Raising a Flood-Affected Home
House raising and flood recovery in the Northern Rivers NSW — how raising an existing home works, when it suits, and how it fits flood-planning levels and approvals.
For homes on the Northern Rivers floodplains, raising the house is one of the most effective ways to reduce flood risk while keeping the home you have. After the 2022 floods it has become a central part of recovery across the Richmond, Wilsons and Clarence valleys. This guide explains how house raising works and when it makes sense.
It is general guidance rather than advice for your specific home. When you are ready to look at your own block, get in touch and we will give you answers grounded in your flood level and the way your house is built.
How house raising works
Raising a home lifts the existing structure and sets it on new, taller supports so habitable floors sit above the flood-planning level. It suits timber-framed homes on piers more readily than slab-on-ground houses, which are harder and costlier to raise. The space created underneath can be left open, used for parking and storage, or partly enclosed within the flood rules. How high the home goes is set by the flood-planning level mapped for the block, not a one-size figure.

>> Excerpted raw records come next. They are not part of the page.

PR #81, opened 2022-01-25
Refactor/idiomatic forms

mapehe:
The current `ProjectForm` actually wants to be two separate forms: The expression
```
<CreateProjectForm customers={customers} employees=(employees} />
```
makes much more sense without context than
```
<ProjectForm customers={customers} employees=(employees} project={undefined} projectId={undefined} />
```
I suggest all forms doing the basic CRUD should be `Create[X]Form` or `Edit[X]Form` accordingly. Refactored the project form and renamed the others.

### DIFF
--- a/components/form/CustomerForm.tsx
+++ b/components/form/CustomerForm.tsx
@@ -29,7 +29,7 @@ const validateCustomerFields = (fields: CustomerFields): Customer => {
     }
 };
 
-function CustomerForm(): JSX.Element {
+function CreateCustomerForm(): JSX.Element {
     const [customerFields, setCustomerFields] = useState<CustomerFields>({});
     const { isOpen, onOpen, onClose } = useDisclosure();
     const [errorMessage, setErrorMessage] = useState<string>('');
@@ -101,4 +101,4 @@ function CustomerForm(): JSX.Element {
     );
 }
 
-export default CustomerForm;
+export default CreateCustomerForm;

When raising suits, and what is involved
Raising tends to suit a structurally sound home in a location worth staying in, where the flood exposure is the main problem rather than the house itself. The work involves engineering, council approval, disconnecting and reconnecting services, and making good the home once it is up. In the Northern Rivers, support schemes have at times been available to help flood-affected owners raise or repair, so it is worth checking your eligibility as part of planning. We assess whether raising is the right path for your home or whether a rebuild makes more sense.
Questions
- Can any house be raised?
- Not equally. Timber-framed homes on piers are the most straightforward to raise; slab-on-ground homes are much harder and more expensive, so a rebuild is often the better path for them. The home also needs to be structurally sound. We assess your house and its flood level to advise whether raising suits.
- How high does a raised home need to be?
- The height is set by the flood-planning level mapped for your block, so it varies from home to home rather than being a single figure. We confirm the level the council holds for your address and design the raise to meet it.